Installed pyTivo today and it was smooth as could be. I was a little hesitant as I had not seen much about it, but it really couldn't be easier. Running as Admin, and pyTivo as a service. After seeing how smooth this went in and enjoying the results, I am not even going to worry about Tivo Desktop.


----------



## rmassey (Sep 5, 2002)

I just setup a WHS a few days ago and moved all my video files to the server. Today I installed pyTivo just fine. 

As for Tivo desktop, I prefer to run that on my desktop client PC as I use it to xfer programs, edit with Video Redo and then move to the WHS for permanent storage and use with pyTivo. I really don't want to eidt video on the server, so it makes more sense for me to have TDT on the client for this purpose.


----------



## hrolf555 (Nov 14, 2006)

sullydavid said:


> I have been setting up my new WHS server over the last couple of days. Made it from the guts of an old server.
> 
> Installed pyTivo today and it was smooth as could be. I was a little hesitant as I had not seen much about it, but it really couldn't be easier. Running as Admin, and pyTivo as a service. After seeing how smooth this went in and enjoying the results, I am not even going to worry about Tivo Desktop.


I tried to install it on my WHS(the new HP one) but couldn't figure out how to get it to work. I also don't know jack about PERL or other scripts... SIGH


----------



## flyersfan (Nov 11, 2002)

I can happily report that both pyTivo and Tivo Desktop are running well on my Windows Home Server. It's a homebrew PC with a Gigabyte GA-MA78GM-US2H motherboard, an AMD 4850e (45W) proc, 4gb RAM, and two 1.5tb drives.

I was wrong in thinking the Administrator account logs itself in. So the only drawback is I have to login to the server using RDP (as I detailed in my earlier post) and just leave the admin account logged in.

There's one small thing that makes me nervous. According to the forums on social.microsoft.com, they recommend never accessing files on the D: drive directly and use UNC connections (shares, such as \\server\music). Right now I have Tivo Desktop using D:\shares\Recorded TV as its video folder since using the network path (despite it pointing to the local machine) won't work. I *think* the 'storage balancing' feature in WHS is robust enough to deal with this situation and duplicate the folder properly, but only time will tell.

I'm very happy with the automated backup method in WHS and with everything else it's capable of. This was probably the best $95 I've spent on an OS in a long time.


----------



## dbtom (Feb 14, 2002)

I'm using the plug-in for WHS on an original HP Media Smart Server combined with another computer. I was primarily using the WHS to stream WMV and mp4 files to an Xbox 360. This worked fine for me, but when my parents came to visit I realized that switching inputs, then going to my videos, then home server, etc... was just too complicated. They really just needed to get the movies from the Tivo menu.

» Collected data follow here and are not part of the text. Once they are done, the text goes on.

PR #2568, opened 2015-03-25
Allow overzoom to be set on overlays. Fix #2558

### LINKED ISSUE #2558: scaleExtent of custom overlay not respected

olafveerman:
The default behaviour is to overzoom overlays past their max scaleExtent.
When 'overzoom':false is defined in imagery.json, the layer will disappear on the max scaleExtent.

### DIFF
--- a/data/imagery.json
+++ b/data/imagery.json
@@ -10515,6 +10515,7 @@
             0,
             16
         ],
+        "overzoom": false,
         "terms_url": "http://www.mapbox.com/about/maps/",
         "terms_text": "Terms & Feedback",
         "default": true,
--- a/js/id/renderer/background_source.js
+++ b/js/id/renderer/background_source.js
@@ -4,6 +4,7 @@ iD.BackgroundSource = function(data) {
         name = source.name;
 
     source.scaleExtent = data.scaleExtent || [0, 20];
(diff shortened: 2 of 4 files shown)


data/imagery.json
```diff
@@ -10515,6 +10515,7 @@
             0,
             16
         ],
+        "overzoom": false,
```
jfirebaugh: This will get overwritten by `make imagery`. Can you add some code to `data/update_imagery.js` that adds `imagery: false` to the entry for the locator overlay as a special case?

js/id/renderer/background_source.js
```diff
@@ -4,6 +4,7 @@ iD.BackgroundSource = function(data) {
         name = source.name;
 
     source.scaleExtent = data.scaleExtent || [0, 20];
+    source.overzoom = data.overzoom !== false ? true : false;
```
jfirebaugh: No need for a ternary here; `data.overzoom !== false` is already a boolean value.

olafveerman:
Above commit should address the issues @jfirebaugh

jfirebaugh:
Looks good, thanks! Committed as 89b354ddbaf896b408d65c0a95c61ae6316882b4.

I decided that the best solution for me was to run Tivo Desktop Plus on a different (desktop) computer and then reference the video store on the home server. When my folks want to access the movie library they need to make sure that the other computer is turned on to do the transcoding. I just didn't think that the WHS had enough horsepower to transcode on the fly. This works fine since the other computer is on a lot and the transcoding happens pretty quickly.

I tried PyTivo, but I couldn't get it to transcode WMV files. Since most of my files are in this format it made it pretty useless.


----------



## raianoat (Jan 27, 2004)

flyersfan said:


> I can happily report that both pyTivo and Tivo Desktop are running well on my Windows Home Server. It's a homebrew PC with a Gigabyte GA-MA78GM-US2H motherboard, an AMD 4850e (45W) proc, 4gb RAM, and two 1.5tb drives.
> 
> I was wrong in thinking the Administrator account logs itself in. So the only drawback is I have to login to the server using RDP (as I detailed in my earlier post) and just leave the admin account logged in.
> 
> ...


What kind of issue are you having with using the UNC path? I'm using it on my WHS and it seems to work fine....


----------



## MichaelK (Jan 10, 2002)

flyersfan said:


> ...
> 
> I was wrong in thinking the Administrator account logs itself in. So the only drawback is I have to login to the server using RDP (as I detailed in my earlier post) and just leave the admin account logged in.
> 
> ...


it does automatically run an instance of the administrator account at boot but it's not the same administrator account you get from remoting in. End result is things that are WHS add ins and some services will start automatically but most things you install from remoting in as admin wont work- it's weird. Real world examples- I have the WHS Tivo add installed- it starts at boot. From a remote log in I installed I-Drive backup software- it starts at boot. From a remote log in I installed MS Groove collaboration software and it will NOT start at reboot- I have to remote back in and log in and as soon as that account logs in it will start itself. I looked into it once and seems the "console" admin account and the "remote" admin account are NOT one and the same?

how old are the recommendations not to access D: directly? The original balancing software had a bug and had issues under certain conditions. The service pack fixed that. I assume the posts you saw were referencing the original problems but I'm not an expert enough to know.

for the HP machine (and even some more generic WHS questions)- I find http://www.mediasmartserver.net/ to be a great resource. We got served is cool too but it's so big it's hard to find info at times.

I have one of the original HP versions and I really love the hardware and the software features it has.

(one tip- that I use to remote in easier- install the advanced configuration add on. Then to remote in you can just use that to open an instace of file explorer. Then minimize the WHS home screen (advanced config adds the option) and you then get access remotely without having to open another window. I prefer it that way- others dont- just another option)


----------